WHAT TO DO: Return, from the listing below, every line that includes "special".

━━━━━ THE DATA ━━━━━

Issue #192, opened 2019-01-28
Report test result as independent test case in Testgrid for E2E tests


leakingtapan:
**Is your feature request related to a problem? Please describe.**
Our e2e tests result are reported under [testgrid](https://testgrid.k8s.io/sig-aws-ebs-csi-driver#e2e-test-single-az). However, it only reports the aggregated overall result. We should make report each individual test result for each test case in testgrid.

See [gce pd](https://testgrid.k8s.io/sig-gcp-compute-persistent-disk-csi-driver#Kubernetes%20Master%20Driver%20Stable) as an example.

**Describe the solution you'd like in detail**
TBD

PR #340, opened 2019-08-12
Output junit to ARTIFACTS for testgrid

wongma7:

**What is this PR about? / Why do we need it?** test-grid should have tests separated by testcase instead of just Overall

fix https://github.com/kubernetes-sigs/aws-ebs-csi-driver/issues/192

**What testing is done?** wait for the test to complete for this PR and check test-grid

### DIFF
--- a/hack/run-e2e-test
+++ b/hack/run-e2e-test
@@ -98,7 +98,7 @@ helm install --name aws-ebs-csi-driver \
 # Run the test
 go get -u github.com/onsi/ginkgo/ginkgo
 export KUBECONFIG=$HOME/.kube/config
-ginkgo -p -nodes=$NODES -v --focus="$FOCUS" tests/e2e
+ginkgo -p -nodes=$NODES -v --focus="$FOCUS" tests/e2e -- -report-dir=$ARTIFACTS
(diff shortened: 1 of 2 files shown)


wongma7:
doesn't seem to work. i think ginkgo is eating the report-dir arg? In EFS, I don't call ginkgo I call go test.

leakingtapan:
>doesn't seem to work. i think ginkgo is eating the report-dir arg? In EFS, I don't call ginkgo I call go test.

The `report-dir` flag is bring in as flag by `framework.HandleFlags()`

wongma7:
Got it, need to put non-ginkgo args after --. (We have framework.handleflags already.)
```
To pass arguments/custom flags down to your test suite:

$ ginkgo -- <PASS-THROUGHS>

Note: the -- is important! Only arguments following -- will be passed to your suite. To parse arguments/custom flags in your test suite, declare a variable and initialize it at the package-level:
```
https://onsi.github.io/ginkgo/#running-tests

leakingtapan:
override the failure since [coverall](https://status.coveralls.io/) is having issue. And this only impact out test coverage

PR #345, opened 2019-08-15
Update to use kubernetes 1.15 as dependency

leakingtapan:
Since k8s 1.15+ uses go mod for vendering dependencies, it causes problem for dependencies using `replace` directive.

Add update-gomod.sh to update go.mod when consuming k/k as go module

Ref: https://github.com/kubernetes/kubernetes/issues/79384


wongma7:
Nice! TBH I kind of hate that we have to do this, I almost want to stay with dep, but dep is super slow. Anyway it's k/k's fault. Will go mod commands like tidy and vendor still work?

leakingtapan:
> Will go mod commands like tidy and vendor still work?

go mod vendor still works that's how I get to test this change locally. go mod tidy seems to still works. But I haven't tested it enough

PR #359, opened 2019-08-29
Use new test framework for test orchestration

leakingtapan:
Implement test framework to test orchestration. This code will be ported to https://github.com/aws/aws-k8s-tester. Testing before the port. 

This is an effort to deprecate run-e2e-test.sh

TODOs:
* ~handle ARTIFACTS~

/cc @wongma7


tester/test-config.yaml
```diff
@@ -0,0 +1,79 @@
+cluster:
+  kops:
+    zones: us-west-2a,us-west-2b,us-west-2c
+    nodeCount: 3
+    nodeSize: c5.large
+    kuberneterVersion: 1.14
```
wongma7: kuberneterVersion -> kubernetesVersion

tester/pkg/cluster.go
```diff
@@ -0,0 +1,35 @@
+package pkg
```
wongma7: not a fan of package name pkg...should refactor into subdirs of /pkg/ at some point

tester/pkg/config.go
```diff
@@ -0,0 +1,45 @@
...
+	IamPolicies       string `yaml:"iamPolicies"`
+	//KubeApiServer     KubeApiServer `yaml:"kubeApiServer"`
+	//Kubelet           Kubelet       `yaml:"kubelet"`
+}
+
+type KubeApiServer struct {
+	FeatureGates FeatureGates `yaml:"featureGates"`
+}
+
+type FeatureGates struct {
```
wongma7: prefer to keep it map[string]string (same as kops config https://github.com/kubernetes/kops/blob/b0860f7738f8f1c38e288910494ef6382e4dd7fc/pkg/apis/kops/v1alpha1/componentconfig.go#L410) otherwise we'll be chasing every feature

In the future we could use the kops API directly, rather than duplicating its fields here...something like:
```
// kops.ClusterSpec is https://github.com/kubernetes/kops/blob/master/pkg/apis/kops/cluster.go#L47
type KopsCluster struct {
    kops.ClusterSpec spec `yaml:"clusterSpec"` 
}
```
Then run `kops create cluster --config=FILE_FOR_KopsCluster.spec`

As opposed to creating kops cluster, getting the spec file, then appending to it.

But it's probably not worth the trouble to figure it out now.

tester/pkg/kops.go
```diff
@@ -0,0 +1,258 @@
...
+		// create cluster
+		err := c.createCluster()
+		if err != nil {
+			return err
+		}
+
+		c.waitForCreation()
+
+		// wait for cluster creation to success
+		// or return err if failed
```
wongma7: TODO to have a timeout from waitForCreation

tester/pkg/steps.go
```diff
@@ -0,0 +1,48 @@
...
+	testCmd.Stdin = os.Stdin
+	testCmd.Stderr = os.Stderr
+	err := testCmd.Run()
+	if err != nil {
+		return err
+	}
+	return nil
+}
+
+func getAwsAccountId(region string) (string, error) {
```
wongma7: what will we use this for

tester/framework.go
```diff
@@ -0,0 +1,105 @@
...
+		tErr := t.tearDown.Run()
+		if tErr != nil {
+			fmt.Printf("failed to tear down cluster: %v", tErr)
+		}
+		return err
+	}
+
+	err = t.test.Run()
+	t.uninstall.Run()
+	t.tearDown.Run()
```
wongma7: TODO capture signal and do tearDown?

tester/pkg/config.go
leakingtapan: Good point on kops.ClusterSpec. We should try it later.
I created a FeatureGates string, which we will append to the cluster spec for now.

tester/pkg/steps.go
leakingtapan: removed

tester/framework.go
leakingtapan: added TODO

tester/pkg/kops.go
leakingtapan: added timeout

tester/pkg/cluster.go
leakingtapan: we can find a better directory to put when moving to tester

tester/migration-test-config.yaml
```diff
@@ -0,0 +1,134 @@
...
+  # TODO known test failures to skip temporarily
+  # - should not allow expansion of pvcs without AllowVolumeExpansion property
+  #   - Test passes but cleanup fails, need https://github.com/kubernetes/kubernetes/pull/81107
+  # - (block volmode) Verify if offline PVC expansion works / should resize volume when PVC is edited while pod is using it
+  #   - NodeExpand for BlockVolumes not well-defined, need more investigation and possibly https://github.com/container-storage-interface/spec/issues/380
+  # - should provision storage with mount options
+  #   - Known bug, need https://github.com/kubernetes/kubernetes/pull/80191 but not yet in a patch release
+  cd ./tests/e2e-migration
+  go test -v -timeout 0 ./... -kubeconfig=$HOME/.kube/config -report-dir=$ARTIFACTS -ginkgo.focus="\[ebs-csi-migration\]" -ginkgo.skip="\[Disruptive\]\
+    |suld.not.allow.expansion\
```
wongma7: somehow the skip string got messed up

leakingtapan: fixed.

PR #375, opened 2019-09-16
Return success if instance or volume are not found

### LINKED ISSUE #330: ControllerUnpublish should return no error on success.
/kind bug

**What happened?**
The driver returns `codes.Internal` when detaching a volume from deleted node or detaching a deleted volume (deleted outside of the CSI driver). As AWS detaches volumes when a node is deleted and deleted volume must have been detached before, returning success is more appropriate.

When `codes.Internal` is returned, CO will retry again, introducing endless loop between CO and the driver.

See https://github.com/container-storage-interface/spec/issues/373 for discussion.

bertinatto:

/kind bug

From the CSI specs;

```
If the volume corresponding to the volume_id or the node corresponding to node_id cannot be found by the Plugin and the volume can be safely regarded as ControllerUnpublished from the node, the plugin SHOULD return 0 OK.
```

Fixes #330

### DIFF
--- a/pkg/cloud/cloud.go
+++ b/pkg/cloud/cloud.go
@@ -401,6 +401,11 @@ func (c *cloud) DetachDisk(ctx context.Context, volumeID, nodeID string) error {
 
 	_, err = c.ec2.DetachVolumeWithContext(ctx, request)
 	if err != nil {
+		if isAWSErrorIncorrectState(err) ||
+			isAWSErrorInvalidAttachmentNotFound(err) ||
+			isAWSErrorVolumeNotFound(err) {
+			return ErrNotFound
+		}
 		return fmt.Errorf("could not detach volume %q from node %q: %v", volumeID, nodeID, err)
 	}
 
@@ -685,6 +690,9 @@ func (c *cloud) getInstance(ctx context.Context, nodeID string) (*ec2.Instance, 
 	for {
 		response, err := c.ec2.DescribeInstancesWithContext(ctx, request)
 		if err != nil {
+			if isAWSErrorInstanceNotFound(err) {
+				return nil, ErrNotFound
+			}
 			return nil, fmt.Errorf("error listing AWS instances: %q", err)
 		}
 
@@ -804,11 +812,32 @@ func isAWSErrorIncorrectModification(err error) bool {
 	return isAWSError(err, "IncorrectModificationState")
 }
 
+// isAWSErrorInstanceNotFound returns a boolean indicating whether the
+// given error is an AWS InvalidInstanceID.NotFound error. This error is
+// reported when the specified instance doesn't exist.
+func isAWSErrorInstanceNotFound(err error) bool {
+	return isAWSError(err, "InvalidInstanceID.NotFound")
+}
+
 // isAWSErrorVolumeNotFound returns a boolean indicating whether the
 // given error is an AWS InvalidVolume.NotFound error. This error is
 // reported when the specified volume doesn't exist.
 func isAWSErrorVolumeNotFound(err error) bool {
 	return isAWSError(err, "InvalidVolume.NotFound")
+}
+
+// isAWSErrorIncorrectState returns a boolean indicating whether the
+// given error is an AWS IncorrectState error. This error is
+// reported when the resource is not in a correct state for the request.
+func isAWSErrorIncorrectState(err error) bool {
+	return isAWSError(err, "IncorrectState")
+}
+
+// isAWSErrorInvalidAttachmentNotFound returns a boolean indicating whether the
+// given error is an AWS InvalidAttachment.NotFound error. This error is reported
+// when attempting to detach a volume from an instance to which it is not attached.
+func isAWSErrorInvalidAttachmentNotFound(err error) bool {
+	return isAWSError(err, "InvalidAttachment.NotFound")
 }
 
 // isAWSErrorSnapshotNotFound returns a boolean indicating whether the
--- a/pkg/driver/controller.go
+++ b/pkg/driver/controller.go
@@ -265,6 +265,9 @@ func (d *controllerService) ControllerUnpublishVolume(ctx context.Context, req *
 	}
 
 	if err := d.cloud.DetachDisk(ctx, volumeID, nodeID); err != nil {
+		if err == cloud.ErrNotFound {
+			return &csi.ControllerUnpublishVolumeResponse{}, nil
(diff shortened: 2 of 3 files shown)


pkg/cloud/cloud.go
```diff
@@ -405,6 +405,9 @@ func (c *cloud) DetachDisk(ctx context.Context, volumeID, nodeID string) error {
 
 	_, err = c.ec2.DetachVolumeWithContext(ctx, request)
 	if err != nil {
+		if isAWSErrorVolumeNotFound(err) {
```
leakingtapan: Is the `ErrNotFound` returned from `c.getInstance(ctx, nodeID)`enough to cover the issue reported by @jsafrane ? Why do we still need this check?

Also, regarding driver is returning internal error, should we check for `IncorrectState` when detaching an volume that is already detached, and return success? It will get following error in this case:
```
An error occurred (IncorrectState) when calling the DetachVolume operation: Volume 'vol-0c1cd2b52306edf24'is in the 'available' state.
```

AtkinsChang:
@leakingtapan 
any progress on this pr?
This may address the volume state bug when node failure.
If aws instant is terminated, the volume state will transit to `available` causing following error:
```
rpc error: code = Internal desc = Could not detach volume "vol-xxxxxxxxxxxxxxxxx" from node "i-xxxxxxxxxxxxxxxxx": could not detach volume "vol-xxxxxxxxxxxxxxxxx" from node "i-xxxxxxxxxxxxxxxxx": IncorrectState: Volume 'vol-xxxxxxxxxxxxxxxxx ' is in the 'available' state.
status code: 400, request id: xxxxxxxx-xxxx-xxxx-xxxx-xxxxxxxxxxxx
```

leakingtapan:
@bertinatto could you look at my comment about this fix?

pkg/cloud/cloud.go
leakingtapan: > That's a good point. Are you sure we get a IncorrectState in this case? Looking at the docs, it seems like we get a InvalidAttachment.NotFound instead.

I tested using awscli as follows:
```
aws ec2 detach-volume --volume-id vol-0d63967ab4999f4b6 --region us-east-1 --instanc
e-id i-03376857fb7981add

An error occurred (IncorrectState) when calling the DetachVolume operation: Volume 'vol-0d63967ab4999f4b6'is in the 'available' state.
```
And similar result with a simple go program:
```
func main() {
	c, _ := cloud.NewCloud("us-east-1")
	err := c.DetachDisk(context.Background(), "vol-0d63967ab4999f4b6", "i-03376857fb7981add")

	fmt.Println(err)
}
```

Although I don't know when `InvalidAttachment.NotFound` could happen, how about we check for both?

leakingtapan: @jsafrane how is the check done in cloud provider now?

bertinatto: > Although I don't know when InvalidAttachment.NotFound could happen, how about we check for both?

I think that makes sense. I changed the code to reflect that.

From the docs:

```
InvalidAttachment.NotFound | Indicates an attempt to detach a volume from an instance to which it is not attached.
```

Perhaps `InvalidAttachment.NotFound` is returned when the volume is attached to another instance?

bertinatto: > @jsafrane how is the check done in cloud provider now?

Apparently it doesn't special-case any error; it just returns it:

https://github.com/kubernetes/kubernetes/blob/5bac42bff9bfb9dfe0f2ea40f1c80cac47fc12b2/staging/src/k8s.io/legacy-cloud-providers/aws/aws.go#L2392-L2395

That makes sense because the in-tree plugin doesn't any requirement to be idempotent.

leakingtapan: > Perhaps InvalidAttachment.NotFound is returned when the volume is attached to another instance?
Yep, just tested and confirmed you are right 👍

leakingtapan: > > @jsafrane how is the check done in cloud provider now?
> 
> Apparently it doesn't special-case any error; it just returns it:
> 
> https://github.com/kubernetes/kubernetes/blob/5bac42bff9bfb9dfe0f2ea40f1c80cac47fc12b2/staging/src/k8s.io/legacy-cloud-providers/aws/aws.go#L2392-L2395
> 
> That makes sense because the in-tree plugin doesn't any requirement to be idempotent.

I'm thinking how about we move the logic of:

```
if isAWSErrorIncorrectState(err) ||
			isAWSErrorInvalidAttachmentNotFound(err) ||
			isAWSErrorVolumeNotFound(err) {
			return ErrNotFound
		}
```
To controller.go `ControllerUnpublishVolume` ?
This has several advantages that: 1) keep the cloud provider simpler and cleaner 2) align with current cloud provider implementation so that we can unify the two cloud providers (legacy cloud provider and the one used in CSI driver) easier See @jsafrane 's suggestion [here](https://github.com/kubernetes-sigs/aws-ebs-csi-driver/issues/393) 3) keep the CSI specific error handling in CSI controller

bertinatto: > I'm thinking how about we move the logic of:
> 
> ```
> if isAWSErrorIncorrectState(err) ||
> 			isAWSErrorInvalidAttachmentNotFound(err) ||
> 			isAWSErrorVolumeNotFound(err) {
> 			return ErrNotFound
> 		}
> ```
> 
> To controller.go `ControllerUnpublishVolume` ?
> This has several advantages that: 1) keep the cloud provider simpler and cleaner 2) align with current cloud provider implementation so that we can unify the two cloud providers (legacy cloud provider and the one used in CSI driver) easier See @jsafrane 's suggestion [here](https://github.com/kubernetes-sigs/aws-ebs-csi-driver/issues/393) 3) keep the CSI specific error handling in CSI controller

A drawback would be that the controller will have to understand AWS-specific error codes.

As an alternative, we could implement a helper function in the cloud package (be it the legacy one or this one) to evaluate whether the error means "OK" in an idempotent context. This method would then be used in the CSI driver only, not in the in-tree plugin.

In any case, whatever the solution we choose, we should implement it equally across all the other methods in the cloud package. Unfortunately I don't have the cycles for that at the moment.

leakingtapan: k. I can leave with the current change for now. We will reconsider this when unifying legacy cloud provider [here](https://github.com/kubernetes-sigs/aws-ebs-csi-driver/issues/393)

PR #1231, opened 2022-05-09
Replace Windows 2004(EOL) with ltsc2019

torredil:

- Stop building for Windows 2004 which has reached EOL for all editions.
- Build ltsc2019.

━━━━━

WRITTEN RESPONSE:
Apparently it doesn't special-case any error; it just returns it:
> Apparently it doesn't special-case any error; it just returns it:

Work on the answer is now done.